# Compound interest rate

Given annual interest rate r_ann and n compounds per year, why do we use the formula

`(1+r_ann/n)^tn`

rather than `(1+r)^tn` given `r = (1+r_ann)^(1/n) - 1`.

Your rate `r_ann` in `(1+r_ann/n)^tn` is a nominal rate compounded over a specific period, which means for example, a monthly rate has been simply multiplied by 12 to produce a "nominal annual rate compounded monthly", in order to make the calculation of the monthly rate easier, (just divide by 12).

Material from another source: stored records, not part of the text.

Issue #241, opened 2022-12-14
[REQUEST] Remember tabs between sessions


Sonico98:
It would be great if joshuto could remember which tabs were opened the last session, and restore them when opening the file manager again.

DLFW:
Just an idea:
1. We add a “placeholder” `%t` for shell/spawn arguments that expands to a list of the current directories of all open tabs
2. We add a command that reads a list of directories from an external script and opens them as tabs

With that, the user can:
* Write a script that saves the current set of tabs to a certain text-file and bind it to a key-chord
* Write a script that reads from that files and bind it to another key-chord to recover the tab-set

Additionally, the user can:
* Write a script that saves the current set of tabs to a file whose name can be chosen (for example with rofi or dmenu)
* Write a script that opens dmenu or rofi where one can select one of these stored “sessions” (tab-sets) and Joshuto would open them

This second thing would also be really useful for me. There are certain directory-sets I often open at the same time.
This would allow me to prepare such dir-lists in text files and quickly choose a tab-set with rofi.

The command for opening tabs from a list could have an argument switch to choose if the current tabs shall be closed/replaced, or kept open (and the new dirs would open in additional tabs/appended).

That would also allow to use any other source of dir-lists to open a corresponding tab-set.

This solution would not include an “auto-save” when closing Joshuto though.
Maybe we could add a general feature to execute a list of commands to be executed when opening and another one to be executed when closing later on?

Opinions?

Sonico98:
It sounds useful when thinking about the rofi script for managing sessions. However, it sounds like a bit of a pain from the development side (speaking for you and kamiyaa, as I don't know Rust), and overly complicated for new users to set up (they're already finding it dificult to figure out how to implement previews).
Also IMHO the autocommands on opening and closing would be mandatory because we as humans tend to make errors, and I can see users forgetting to save their tabs every time they want to close the editor.

If you decide to go the script route, maybe it's possible to ship joshuto with the scripts in the ~/.config folder by default? That way users would have it a bit easier to set up. Also I may be able to help with the documentation.

Of course I'm just another user, so @kamiyaa's opinion is much more important.

DLFW:
> it sounds like a bit of a pain from the development side

No, I don't think that this would be a particularly hard one. But thanks for the sympathy. :wink: :heart:

> overly complicated for new users to set up

Hm, yeah. You have a point there. I might argue that this is not a very important feature that needs to work out-of-the-box, but still, you have a point there...

[...]

PR #306, opened 2023-05-25
Add a new feature: fzf bookmarks

Jacky-Lzx:
I'm implementing fzf bookmarks inspired from [ranger-fzf-marks](https://github.com/laggardkernel/ranger-fzf-marks), which is a plugin I use everyday in ranger, and I'd like to have it as well in joshuto.

It acts as follows:

- `fzf_add_mark [markname]` creates a new line in file `$HOME/.fzf-marks`, with the format `markname : current_directory`.
- `fzf_cd_mark` opens a `fzf` selection window to select a bookmark, and then `cd` to that directory in joshuto.

See it in the following video:

https://github.com/kamiyaa/joshuto/assets/49983642/e33f197c-74d9-4559-8663-c8972e54bfa3

### DIFF
--- a/docs/configuration/keymap.toml.md
+++ b/docs/configuration/keymap.toml.md
@@ -287,6 +287,10 @@ When disabling, the current “visual mode selection” is turned into normal se
 ### `add_bookmark`: adds a bookmark to the `bookmarks.toml` file
 ### `cd_bookmark`: prompts a menu of bookmarks and navigates to selected bookmark
 
+### `fzf_add_mark <name>`: create a fzf bookmark entry in file `#HOME/.fzf-marks`, with the format `<name> : <current directory path>`.
+
+### `fzf_cd_mark`: open a fzf window to let user select an entry in `#HOME/.fzf-marks`, and cd to the selected directory.
+
 ## Integration
 ### `bulk_rename`: rename all selected files
 - this will create a file inside `$TMP_DIR` (or `/tmp` if `$TMP_DIR` is not set) and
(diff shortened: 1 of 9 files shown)


Jacky-Lzx:
I don't know if you like it. Maybe I'm the only one using it everyday. I'd like to make it as a plugin in the feature.

If you like it, please give me some comments about my codes and I'll adjust them. I'm new to rust. And I'll add documents before merging.

tracy0880550287:
It's inspiring to see such high-quality open-source projects.

Jacky-Lzx:
Updated the document.

DLFW:
Hi!
Just some thoughts from my side:

IMHO, this is a pretty specific feature which would be more suited for a plugin or an external script. Joshuto has no plugin concept, but in context of #241, I [proposed](https://github.com/kamiyaa/joshuto/issues/241#issuecomment-1546851335) that we can “chain” commands for key-chords and that we can provide the output of the last spawn command as variables the following commands. If I understood this feature right, it should be doable with minimal external scripting then. 

The keymap might have stuff like this then:
```toml
keymap = [
  {
    keys = [ "f ", "z", "a" ],    # fuzzy add
      command = [
        "shell add_current_dir_to_marks.sh {dir}",     # {dir} gets substituted by the current directory of the current tab
      ]
  },
  {
    keys = [ "f", "z", "c" ],    # fuzzy change
      command = [
        "shell fuzzy-pick-from-marks.sh",
        "cd {stdout}"      # {stdout} gets substituted with the stdout of the last `shell` command
      ]
  },
]
```
The only difference would be that one has to ask for the “mark name” from the script instead of giving it as parameter in Joshuto's command line.

What do you think?

Jacky-Lzx:
Oh yes. Your solution makes more sense to me as well. I might think about it when I have spare time.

The alternative is to use an effective annual rate, which indeed is the legal requirement in the EU when quoting an annual percentage rate (APR).

Converting between Nominal and Effective APR is described here:-

Wikipedia: Effective interest rate - Calculation

For example, 10% Nominal APR compounded monthly is 10.4713% Effective APR

``````(1 + 0.10/12)^12 - 1 = 0.104713
``````

and 10% Effective APR is 9.56897% Nominal APR compounded monthly

``````((0.10 + 1)^(1/12) - 1)*12 = 0.0956897
``````

Finally, reference 3 on the Wikipedia APR page is quite illuminating:-

The "Truth in Lending Act" passed in 1968 did not incorporate the mathematically-true annual percentage rate, because the true calculation used compounding (sometime fraction compounding), which was not readily available. The result on expression of the APR on credit cards uses a Nominal (simple interest) method ... which can far from the truth. The Truth in Lending Act should be changed to the mathematically-true (EFFECTIVE) APR from the untrue (NOMINAL) APR, merely by changing the word in act from "multiplied by" to "compounded for".

"the true calculation used compounding ... which was not readily available." - i.e. difficult to calculate, especially in 1968.